Problem statement: Please repeat the records below exactly, but only from the line that contains "taahamahdi, line 15: Put space after the )" onward, ending with the last line.

▽

PR #334, opened 2020-11-06
Disallow users from setting limit when total song count is 0

### LINKED ISSUE #333: Limit can become 0
image

Repro:
1. Use filters to end up with 0 available songs, e.g `,groups rm`, `,cutoff 2020`
2. Set any limit, e.g `,limit 500`

Brainicism:
Closes #333


src/commands/game_options/limit.ts
```diff
@@ -12,6 +12,10 @@ export default class LimitCommand implements BaseCommand {
         const guildPreference = await getGuildPreference(message.guildID);
         guildPreference.setLimit(parseInt(parsedMessage.components[0], 10));
         const songCount = await getSongCount(guildPreference);
+        if (songCount === 0){
```
taahamahdi, line 15: Put space after the )

taahamahdi (changes requested):

taahamahdi (approved):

△

Result of this task:
taahamahdi, line 15: Put space after the )

taahamahdi (changes requested):

taahamahdi (approved):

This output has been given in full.